El postestructuralismo y el dilema de la diferencia
En un interesante artículo de 1988 Joan Scott examina ciertas herramientas teóricas del postestructuralismo que pueden resultar útiles y relevantes para la practica política del feminismo, tales como la noción de la naturaleza discursiva de la realidad, el concepto de diferencia y los procedimientos deconstructivos.

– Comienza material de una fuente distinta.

PR #106, opened 2021-05-17
Use auxiliar set to solve deprecation warning in participation list modal

lagartoverde:


Windvis:
It works, but I'm not a fan of the solution to be honest. I know I linked to an addon that solved it this way, but I saw it more of a last resort, if nothing else worked :smile:. Most of the time when I encountered this error it was possible to just restructure the code instead.

I would try one of the following:
1. convert `selectedMandatees` to a getter. On first glance it generates a map based on some of the arguments so I think that should work.
2. Treat the `selectedMandatees` map as immutable, create a local map in the method and assign it to the class property at the end

I think both of these should work (with the getter being my preference) and are less of a hack. I'm not 100% familiar with that part of the app so maybe I missing some details which makes this impossible though.

lagartoverde:
Yes, converting to a getter worked, I didn't fully understand what was the problem with the deprecation so I just followed the solution in the PR

app/components/participation-list/modal.js
```diff
@@ -39,6 +39,10 @@ export default class ParticipationListModalComponent extends Component {
     this.generateSelected();
   }
 
+  get selectedMandatees() {
+    return this.selectedMandateesMap;
```
Windvis, line 43: Hmm, that's not really what I meant with "convert selectedMandatees to a getter". The only reason this doesn't show the deprecation is [because it's not using a tracked map anymore](https://github.com/lblod/frontend-gelinkt-notuleren/pull/106/files#diff-f486ab0c87e76622c197ad111f9c13eea70c89eeea697ecf3065fbb15104b10eR33). If the map didn't need to be tracked in any way, just simply changing it like this would be enough to remove the deprecation:

`selectedMandatees = tracked(Map);`
to
`selectedMandatees = new Map();`

That's essentially what your new version does, only with an unneeded getter layer added on top.

What I meant was remove the selectedMandatees field on the class. Rename the `generateSelected` method selectedMandatees and convert it to a getter. Let that method create a local map variable and return that at the end. It would recompute if one of the arguments changes as well.

But like I said, if tracking isn't needed, simply removing tracked from the selectedMandatees map would be enough to stop the deprecation from showing.

Windvis (changes requested):

app/components/participation-list/modal.js
lagartoverde: I tested and ir worked without problems, I will retest because the tracking should be needed

lagartoverde: Yeah, tracking it's not needed, so much simpler

Windvis (approved):

PR #107, opened 2021-05-17
Replaced complex delete pattern by a simple button

lagartoverde:
Mentioning @Dietr so he can take a look at the styling and make the needed changes


Dietr (approved):

app/components/agenda-manager/edit.hbs
```diff
@@ -53,20 +53,30 @@
...
     <Modal.Footer>
+      <AuToolbar>
       <AuButtonGroup>
         <Form.Submit>{{t "manageAgendaZittingModal.saveButton"}}</Form.Submit>
         <AuButton @skin="secondary" {{on "click" this.cancel}}>
           {{t "manageAgendaZittingModal.cancelButton"}}
         </AuButton>
       </AuButtonGroup>
+      {{#unless this.isNew}}
+        {{!-- TODO: don't allow delete on published agendapoints  --}}
```
nvdk, line 68: since this is a pretty simple check to add (and deleting published agendapoints wasn't possible before), why not just add it?

lagartoverde: We can't edit published agenda points so we cannot delete them, I just tested it, I will delete the comment

PR #109, opened 2021-05-21
added a default value for free text in the model for sake of old meetings being backwards compatible

Asergey91:
very samll bugfix


Windvis (approved):
I assume mu-cl-resources doesn't have a way to set "default values"? I think that would be a better fix instead of catching that on the frontend. But this looks good to me otherwise!

PR #110, opened 2021-05-24
include calculated hash code when showing signature

nvdk:
depends on https://github.com/lblod/notulen-prepublish-service/pull/26


Asergey91:
nitpicky but formating is kinda broken, but I guess this is for dieter to look at

Asergey91 (approved):

nvdk:
> nitpicky but formating sometimes brakes the signature into 2 lines and it also kinda blends in with the timestamp, but I guess this is for dieter to look at

fair point, better ask @Dietr for some input :D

La noción del carácter discursivo de la realidad surge de una reconceptualización filosófica de la índole del lenguaje y del "giro hacia lo lingüístico" de las ciencias sociales. Según esta reconceptualización, el lenguaje es algo más que un conjunto de reglas gramaticales usadas para construir mensajes: cualquier lenguaje (verbal o gestual, oral o escrito) constituye significados que organizan las prácticas culturales mediante las cuales las personas comprenden, interpretan y dan sentido a su mundo. El postestructuralismo señaló que las palabras y los textos no tienen un significado único e inmutable, pues no hay una correspondencia evidente, transparente ni esencial entre lenguaje y mundo: los discursos median entre las ideas y las cosas. Los discursos son –según Foucault- estructuras históricas, sociales e institucionales específicas en el seno de las cuales se desarrollan enunciados, términos, categorías y creencias. La elaboración de significados implica el establecimiento de relaciones de poder, pues lo que en cada sociedad y período histórico se considera como saber legitima lo que en ese contexto se entiende por verdad, y estas dos entidades (saber, verdad) autorizan a su vez a establecer normativas que regulen las instituciones y disciplinen las relaciones sociales y los placeres. El develar la arqueología del saber permitió desnaturalizar las verdades dominantes o hegemónicas, y volver evidente la función reguladora de estos constructos discursivos en las relaciones humanas y en la construcción de subjetividades. Para muchas feministas, el pensamiento de Foucault ofreció una forma de analizar los significados asignados socialmente a igualdad y diferencia en función de elaborar principios organizadores de acción política.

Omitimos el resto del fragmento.